PR #26625, opened 2025-10-11
[Feature] Optimize Prefill Phase: Add Hybrid Chunked Prefill Support

Ther-LF:
# Optimize Prefill Phase: Add Hybrid Chunked Prefill Support 

## Description
This PR introduces **Hybrid Chunked Prefill**, an optimization designed to dynamically switch between **continuous prefill** and **chunked prefill** in the vLLM serving pipeline.

**Why this matters:**  
Today users enable **chunked prefill** mainly to reduce inter-token latency (ITL) when prefill and decode overlap. But chunking also splits long prefill segments, increasing launch/coord overhead and **hurting throughput**. The current strategy applies chunked prefill unconditionally, so we keep paying the throughput tax **even when no decode requests are running**.
**Hybrid Chunked Prefill** fixes this by enabling chunking **only when decode is active**; otherwise it falls back to **continuous prefill, recovering baseline throughput** while still preserving the ITL benefits when needed.

This feature enables vLLM to achieve **higher throughput** and **lower latency** in both low and high concurrency scenarios.

---

## Purpose
- Implement **adaptive hybrid prefill scheduling** that improves efficiency across different concurrency levels.  
- Reduce **prefill fragmentation** and **launch overhead** when decode traffic is low.  
- Enhance **scalability and stability** for large models such as QwQ-32B in multi-request serving.

---

## Test Plan
- **Model:** `QwQ-32B`
- **Dataset:** 20 representative prompts (mixed-length, real inference-like workloads)
- **Setup:** Evaluate with `--concurrency {1, 2, 4, 8}`
- **Comparison:**  
  1. `--enable-chunked-prefill --max-num-batched-tokens 1024`  
  2. `--enable-hybrid-chunked-prefill --max-num-batched-tokens 1024`
- **Metrics:**
  - Request throughput (req/s)
  - Token throughput (tok/s)
  - Time to First Token (TTFT)
  - Time per Output Token (TPOT)
  - End-to-End Latency (E2E)

---

## Test Result

| Concurrency | Mode | Request Throughput (req/s) | Token Throughput (tok/s) | Mean TTFT (ms) | Mean TPOT (ms) | Mean E2E (ms) |
|:------------:|:------|:--------------------------:|:-------------------------:|:---------------:|:---------------:|:---------------:|
| **1** | Hybrid Chunked (1024) | 0.26 | **3643.7** | **1085.9** | 7.21 | **3851.0** |
|  | Chunked (1024) | 0.26 | 3580.4 | 1368.8 | 7.20 | 3910.3 |
| **2** | Hybrid Chunked  (1024) | 0.35 | **4928.4** | 1410.0 | 9.79 | **5418.1** |
|  | Chunked (1024) | 0.34 | 4811.6 | 1400.5 | 9.55 | 5549.8 |
| **4** | Hybrid Chunked (1024) | 0.45 | **6336.2** | 1601.6 | **15.9** | **8080.0** |
|  | Chunked (1024) | 0.45 | 6281.1 | 1645.5 | 15.9 | 8107.3 |
| **8** | Hybrid Chunked (1024) | **0.52** | **7335.9** | **2830.5** | **30.5** | **13556.9** |
|  | Chunked (1024) | 0.51 | 7206.1 | 2847.5 | 31.3 | 13599.8 |

---

## Observations
- **+2–5% higher total token throughput** across all concurrency levels.  
- **10–20% lower TTFT**, especially under low concurrency.  
- **Stable scaling up to concurrency = 8**, maintaining high throughput without latency degradation.  
- Prefill efficiency improves since hybrid mode avoids unnecessary chunk splitting when decode is idle.

---

Hybrid Chunked Prefill achieves **higher throughput with equal or better latency**, demonstrating its effectiveness on large-scale inference workloads.

---

## Comment
This PR adds an **adaptive prefill mechanism** to vLLM that dynamically balances throughput and latency.  
By intelligently enabling chunked prefill only when necessary, it significantly improves efficiency for models like **QwQ-32B** under real concurrent serving scenarios.

---

<details>

- [x] Purpose: Introduce hybrid prefill scheduling to optimize serving performance.
- [x] Test Plan: Detailed benchmark procedure and dataset.
- [x] Test Results: Comparative performance table and observations.
- [ ] (Optional) Documentation update (`supported_features.md`).
- [ ] (Optional) Release notes update for upcoming vLLM version.
</details>


vllm/v1/core/sched/scheduler.py
```diff
@@ -190,7 +202,14 @@ def schedule(self) -> SchedulerOutput:
...
         req_to_new_blocks: dict[str, KVCacheBlocks] = {}
         num_scheduled_tokens: dict[str, int] = {}
-        token_budget = self.max_num_scheduled_tokens
+
+        # Check if there are any requests in the decode phase in the running queue.
+        has_decode_requests = self._has_decode_requests()
+        if self.scheduler_config.enable_hybrid_chunked_prefill and not has_decode_requests:
+            token_budget = self.prefill_max_num_scheduled_tokens
+        else:
+            token_budget = self.max_num_scheduled_tokens
```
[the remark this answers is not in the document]
Ther-LF: This is addressed by modifying max_num_tokens directly in vllm/v1/worker/gpu_model_runner.py, which ensures that all downstream buffer allocations in the worker stack are consistently updated — so the stack size is uniformly increased when hybrid prefill raises the per-step token budget.

vllm/config/scheduler.py
```diff
@@ -37,6 +37,11 @@ class SchedulerConfig:
     This config has no static default. If left unspecified by the user, it will
     be set in `EngineArgs.create_engine_config` based on the usage context."""
 
+    prefill_max_num_batched_tokens: SkipValidation[int] = None
```
hmellor: Why `SkipValidation`? If it's because this will be set later by us if `None` you can do:

```suggestion
    prefill_max_num_batched_tokens: int = Field(default=None)
```

This will skip validateion for the default `None` but validate passed values.

vllm/config/scheduler.py
```diff
@@ -83,6 +88,11 @@ class SchedulerConfig:
     """If True, prefill requests can be chunked based
     on the remaining max_num_batched_tokens."""
 
+    enable_hybrid_chunked_prefill: SkipValidation[bool] = None  # type: ignore
```
hmellor: Why `SkipValidation`? If it's because this will be set later by us if `None` you can do:

```suggestion
    enable_hybrid_chunked_prefill: bool = Field(default=None)
```

This will skip validateion for the default `None` but validate passed values.

hmellor (dismissed):
Please fix the following before review:

- new config args
- pre-commit
- dco
- docs build

vllm/config/scheduler.py
```diff
@@ -37,6 +37,11 @@ class SchedulerConfig:
     This config has no static default. If left unspecified by the user, it will
     be set in `EngineArgs.create_engine_config` based on the usage context."""
 
+    prefill_max_num_batched_tokens: int | None = Field(default=None)
```
hmellor: If we are going to type hint `| None` then the `Field` is not necessary

```suggestion
    prefill_max_num_batched_tokens: int | None = None
```

vllm/config/scheduler.py
```diff
@@ -83,6 +88,11 @@ class SchedulerConfig:
     """If True, prefill requests can be chunked based
     on the remaining max_num_batched_tokens."""
 
+    enable_hybrid_chunked_prefill: bool | None = Field(default=None)  # type: ignore
```
hmellor: If we are going to type hint `| None` then the `Field` is not necessary

```suggestion
    enable_hybrid_chunked_prefill: bool | None = None
```

Ther-LF:
@hmellor Thanks for the suggestion! I’ve updated both fields to use `Field(default=None)` and annotated them as `int | None` / `bool | None`, so defaults aren’t validated but user-provided values are. `None` will be resolved in `EngineArgs.create_engine_config` based on the usage context.

```py
from pydantic import Field

prefill_max_num_batched_tokens: int | None = Field(default=None)
enable_hybrid_chunked_prefill: bool | None = Field(default=None)
```

vllm/config/scheduler.py
```diff
@@ -37,6 +38,11 @@ class SchedulerConfig:
     This config has no static default. If left unspecified by the user, it will
     be set in `EngineArgs.create_engine_config` based on the usage context."""
 
+    prefill_max_num_batched_tokens: int = None  # type: ignore
```
hmellor: Is mypy the reason that `type: ignore` is needed?

```suggestion
    prefill_max_num_batched_tokens: int = None  # type: ignore
```

vllm/engine/arg_utils.py
```diff
@@ -475,6 +475,7 @@ class EngineArgs:
     ignore_patterns: str | list[str] = get_field(LoadConfig, "ignore_patterns")
 
     enable_chunked_prefill: bool | None = SchedulerConfig.enable_chunked_prefill
+    enable_hybrid_chunked_prefill: bool = SchedulerConfig.enable_hybrid_chunked_prefill
```
hmellor: Do we need a different flag for this? 

I would argue that `enable_chunked_prefill` is sufficient.

Ther-LF: The hybrid chunked prefill feature is designed to switch between chunked prefill and continuous prefill, offering significant benefits by optimizing performance based on workload. It helps reduce unnecessary overhead and improves throughput, especially when there are no decode requests, making it a valuable addition for efficiency in various scenarios.

However, to implement this functionality, a separate flag is necessary. Enabling hybrid prefill will trigger continuous prefill, which changes the max_num_tokens to max_model_len in gpu_model_runner.py, leading to higher memory usage. Since many systems use chunked prefill due to memory constraints, not having an extra flag could potentially cause out-of-memory (OOM) issues in those environments.

vllm/config/scheduler.py
Ther-LF: Yes, mypy is the reason # type: ignore is needed here.

vllm/engine/arg_utils.py
hmellor: I agree that this is a valuable feature.

So are you saying that

```py
enable_chunked_prefill = True
enable_hybrid_chunked_prefill = True
```

will behave differently to

```py
enable_chunked_prefill = False
enable_hybrid_chunked_prefill = True
```

for a hybrid model?

Ther-LF: They will behave the same way.

Both 
```
enable_chunked_prefill = True
enable_hybrid_chunked_prefill = True 
```
as well as 
```
enable_chunked_prefill = False 
enable_hybrid_chunked_prefill = True 
```
will enable hybrid chunked prefill. Currently, vLLM defaults to having enable_chunked_prefill = True.
However, it might be necessary to add an assertion check for the case?
```
enable_chunked_prefill = False 
enable_hybrid_chunked_prefill = True
```
My understanding is that chunked prefill should be enabled first before hybrid chunked prefill can be activated. This ensures that the hybrid model is used correctly.

Ther-LF:
```
enable_chunked_prefill = True 
enable_hybrid_chunked_prefill = False 
```
will always enable chunked prefill, not the hybrid model.
```
enable_chunked_prefill = False 
enable_hybrid_chunked_prefill = False
```
 will always use continuous prefill.

vllm/config/scheduler.py
```diff
@@ -310,4 +346,12 @@ def _verify_args(self) -> Self:
                 f"max_num_partial_prefills ({self.max_num_partial_prefills})."
             )
 
+        if self.enable_hybrid_chunked_prefill and not self.chunked_prefill_enabled:
```
Ther-LF: I have added the validation for hybrid chunked prefill here

vllm/engine/arg_utils.py
hmellor: I still don't understand why we can't use `enable_chunked_prefill` to enable chunked prefill in hybrid models

Ther-LF: My understanding is that we should first ensure the existing chunked prefill functionality remains unchanged (since chunked prefill also helps reduce memory usage), and then consider optimizing for hybrid mode within chunked prefill (as it brings additional memory overhead).

Ther-LF: This is also why I think this situation:
```
enable_chunked_prefill = False
enable_hybrid_chunked_prefill = True
```
should not occur. Chunked prefill should be enabled first, and then we should consider whether to enable hybrid mode within chunked prefill, rather than considering enabling chunked prefill within hybrid mode.

vllm/config/scheduler.py
hmellor: It's possible to trick mypy by using `Field(default=None)` here so that you can remove the ignore.

vllm/engine/arg_utils.py
hmellor: Ok normal chunked prefill and hybrid chunked prefill are 2 different features that can coexist in the same model?

This is the question I've been wondering about.

Ther-LF: Yes, both of them can coexist because, although the current chunked prefill always performs chunk-based calculations for requests, causing performance loss when there are no decode requests, it still limits the maximum number in `max_num_tokens` in `gpu_model_runner.py` to not exceed the chunk size. This helps reduce memory usage by keeping it from growing to `max_model_len` and instead limits it to `max_num_batched_tokens`.

However, with hybrid mode enabled, since we switch to continuous prefill when there are no decode requests, the `max_num_tokens` in `gpu_model_runner.py` becomes `max_model_len`, which leads to additional memory overhead.

Therefore, I believe we should ensure the existing chunked prefill functionality remains unchanged, as some systems rely on chunked prefill to reduce memory overhead. For systems with larger memory capacity, they can enable hybrid mode to improve their performance.

hmellor: Oh I'm sorry I think I misunderstood. I thought hybrid was referring to Mamba!

vllm/config/scheduler.py
```diff
@@ -181,6 +201,12 @@ def __post_init__(self, is_encoder_decoder: bool) -> None:
                 " prefix caching; disabling both."
             )
 
+        if self.enable_hybrid_chunked_prefill is None:
+            self.enable_hybrid_chunked_prefill = False
```
hmellor: If we immediately set it to `False` can we just set the actual default to `False` instead of `None`?

vllm/config/scheduler.py
```diff
@@ -83,6 +89,11 @@ class SchedulerConfig:
     """If True, prefill requests can be chunked based
     on the remaining max_num_batched_tokens."""
 
+    enable_hybrid_chunked_prefill: bool = None  # type: ignore
```
```suggestion
    enable_hybrid_chunked_prefill: bool = False
```

vllm/config/scheduler.py
```diff
@@ -163,6 +174,15 @@ def compute_hash(self) -> str:
         hash_str = hashlib.md5(str(factors).encode(), usedforsecurity=False).hexdigest()
         return hash_str
 
+    @field_validator(
+        "prefill_max_num_batched_tokens", "enable_hybrid_chunked_prefill", mode="wrap"
+    )
+    @classmethod
```
hmellor, line 201:
```suggestion
    @field_validator("prefill_max_num_batched_tokens", mode="wrap")
    @classmethod
```

vllm/config/scheduler.py
Ther-LF: I have already used `Field(default=None)` for `enable_hybrid_chunked_prefill` and `prefill_max_num_batched_tokens` in the latest commit,, and removed `# type: ignore` in the .

vllm/config/scheduler.py
Ther-LF: Thank you for your suggestion, I have set it to False in the latest commit.

vllm/config/scheduler.py
```diff
@@ -37,6 +38,11 @@ class SchedulerConfig:
     This config has no static default. If left unspecified by the user, it will
     be set in `EngineArgs.create_engine_config` based on the usage context."""
 
+    prefill_max_num_batched_tokens: int = Field(default=None)
```
hmellor: This doesn't seem to be configurable at init time because of the immediate

```py
        self.prefill_max_num_batched_tokens = max(
            self.max_model_len, DEFAULT_MAX_NUM_BATCHED_TOKENS
        )
```

So let's mark it as `init=False`. It doesn't need a default this way either.

```suggestion
    prefill_max_num_batched_tokens: int = Field(init=False)
```

vllm/config/scheduler.py
```diff
@@ -163,6 +174,13 @@ def compute_hash(self) -> str:
         hash_str = hashlib.md5(str(factors).encode(), usedforsecurity=False).hexdigest()
         return hash_str
 
+    @field_validator("prefill_max_num_batched_tokens", mode="wrap")
+    @classmethod
+    def _skip_none_validation(cls, value: Any, handler: Callable) -> Any:
+        if value is None:
+            return value
+        return handler(value)
+
```
```suggestion
```

hmellor (approved):
This LGTM overall (once the config nits have been changed).

Let's wait for a second review from someone who knows the scheduler better than I do. cc @njhill

njhill:
> > Thanks @Ther-LF I like this change but wondering why the `enable_hybrid_chunked_prefill` flag is needed at all?
> > Can we not just have `prefill_max_num_batched_tokens` default to `max_num_batched_tokens` and if you want the new behaviour you just explicitly set it higher?
> 
> Thanks for the suggestion, @njhill. To confirm: under the current chunked prefill logic, at each scheduling step we’d first check whether any decode requests are active; if yes, set this step’s `token_budget` to `max_num_batched_tokens`, otherwise set it to `prefill_max_num_batched_tokens`. This is indeed cleaner. The only minor concern is that it requires checking for decode presence every step (likely negligible), whereas a flag would confine that check to when hybrid mode is enabled.
> 
> You’re also right that setting `prefill_max_num_batched_tokens` to the max model length by default isn’t ideal—it can introduce unnecessary memory overhead and reduces flexibility. I’ll proceed with your approach and update the PR accordingly. Thanks!

Sounds good... yes I guess the validation that would make sense would be
```
max_num_batched_tokens <= prefill_max_num_batched_tokens <= max_model_length
```

Perhaps allow `prefill_max_num_batched_tokens == -1` => `prefill_max_num_batched_tokens = max_model_length`.

> The only minor concern is that it requires checking for decode presence every step (likely negligible)

I think this could be tracked more efficiently during the existing schedule loop rather than an independent loop over the requests.

njhill:
As well as bounding ITL, setting a batch token limit also benefits throughput for long context since we can constrain the memory headroom needed for activations meaning the kv cache can be larger.

Related to this, we also need to make sure that a larger `prefill_max_num_batched_tokens` is taken into account during initial memory profiling.

Ther-LF:
Hi @njhill, thank you for your constructive suggestions. I’ve summarized your points as follows. Could you confirm if I’ve understood correctly?

1. We add a parameter `prefill_max_num_batched_tokens`, which sets the `token_budget` to this value when there are no decode requests. Regarding its setting:

   * If not set, the default is `None`, and it behaves like `max_num_batched_tokens`.
   * If set to an integer, it should be within the range: `max_num_batched_tokens <= prefill_max_num_batched_tokens <= max_model_length`.
   * If set to `-1`, we should set it to a maximum value. For this maximum, should we use `max_model_length`, or should we base it on memory profiling, possibly selecting a value larger than `max_model_length`? If the latter, does `max_model_length` need to be adjusted accordingly?

2. For determining whether there is a decode request, we use a `bool` variable to track requests in the running list, rather than iterating over each step.

3. When performing initial memory profiling, we consider cases with larger memory consumption, like `prefill_max_num_batched_tokens`. This is currently handled in the PR by setting `GPUModelRunner`'s `max_num_tokens`, which is used in its `profile_run()` method’s `_dummy_run()` function to perform memory profiling. In the future, we can set this to `max(max_num_tokens, prefill_max_num_batched_tokens)`.

Let me know if this matches your intention!


> As well as bounding ITL, setting a batch token limit also benefits throughput for long context since we can constrain the memory headroom needed for activations meaning the kv cache can be larger.
> 
> Related to this, we also need to make sure that a larger `prefill_max_num_batched_tokens` is taken into account during initial memory profiling.

hmellor:
> So if prefill_max_num_batched_tokens is -1 (i.e., effectively unbounded) or ≥ max_model_length, that would mean we could prefill more than one max_model_length sequence concurrently.

Yes, exactly.

vllm/config/scheduler.py
```diff
@@ -37,6 +37,11 @@ class SchedulerConfig:
     This config has no static default. If left unspecified by the user, it will
     be set in `EngineArgs.create_engine_config` based on the usage context."""
 
+    prefill_max_num_batched_tokens: int = Field(init=False)
```
hmellor: `False`?

Ther-LF: Hi @hmellor,

The `prefill_max_num_batched_tokens` part hasn’t been updated yet—I only added the optimization to track whether there are decode requests. I’m currently considering the behavior when `prefill_max_num_batched_tokens` is set to `-1`. My earlier view was that `-1` implies the user wants a default that maximizes throughput, so we would set it to `max_num_reqs * max_model_length`. However, many users likely aren’t assuming a scenario where every request in `max_num_reqs` has length `max_model_length`; more realistically, there are `x` prefill requests (with `x` not very large) and `max_num_reqs - x` decode requests. Setting it directly to `max_num_reqs * max_model_length` could therefore waste a lot of memory, significantly reduce KV-cache allocation, and even risk OOM.

I’m wondering if we should instead only require `prefill_max_num_batched_tokens >= max_num_batched_tokens`, and let users control the upper bound themselves—as long as it doesn’t cause OOM.

njhill:
@Ther-LF apologies I got sidetracked and then was sick the last couple of days. I will get back to it this week.

Ther-LF:
@njhill Hi, looking at it again, I feel like the output from `log_schedule_capacity_profile` might be a bit too verbose. Do you have any thoughts on this?

Ther-LF:
@njhill Hi, hope you're feeling better!
I've resolved the conflicts and updated the branch with the latest main. Regarding my previous question about the logging verbosity (log_schedule_capacity_profile), I'm happy to adjust it if you feel it's too noisy, or we can address it in a follow-up if it's not a blocker.
Since this PR brings significant throughput improvements (2-5%) and latency reduction for chunked prefill, I’d love to get your thoughts on the final implementation when you have a moment. Thanks!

· · · · · · ·

* _Work order_: In the listing, find every line with the word "bounding" and return it.

* _Output_:
As well as bounding ITL, setting a batch token limit also benefits throughput for long context since we can constrain the memory headroom needed for activations meaning the kv cache can be larger.
> As well as bounding ITL, setting a batch token limit also benefits throughput for long context since we can constrain the memory headroom needed for activations meaning the kv cache can be larger.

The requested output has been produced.